Dr. Henry Kajumbula, a microbiologist who chairs the task-force that conducted the study, said that in their research they found that there was resistance to a drug, which is considered the last resort option for patients in intensive care and that the reason for resistance was poor clinical practices by doctors who prescribe strong antibiotics for conditions that can be treated by first line antibiotics.

What is antimicrobial resistance?

Antimicrobial resistance (AMR) refers to the inheritable genetic changes that microbes accumulate to reduce or eliminate the efficacy of antimicrobials.
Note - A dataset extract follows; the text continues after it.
PR #800, opened 2025-05-09
Add chemical formula to layer properties

psavery:
For both detector coating layers and physics package layers, allow a chemical formula to be provided.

Over the past 60 years, millions of metric tons of antimicrobials have been distributed worldwide in various products. This extensive exposure has led to the emergence of Multidrug-Resistant (MDR), Extensively Drug-Resistant (XDR), and Pandrug-Resistant (PDR) organisms such as the Klebsiella and Acinetobacter species. Resistant pathogenic strains can develop within only a year of antimicrobial exposure, and the death rate from infections with these strains can approach 50%.

Despite antibiotics only being in extensive use for several decades, certain bacterial infections are now on the verge of becoming untreatable.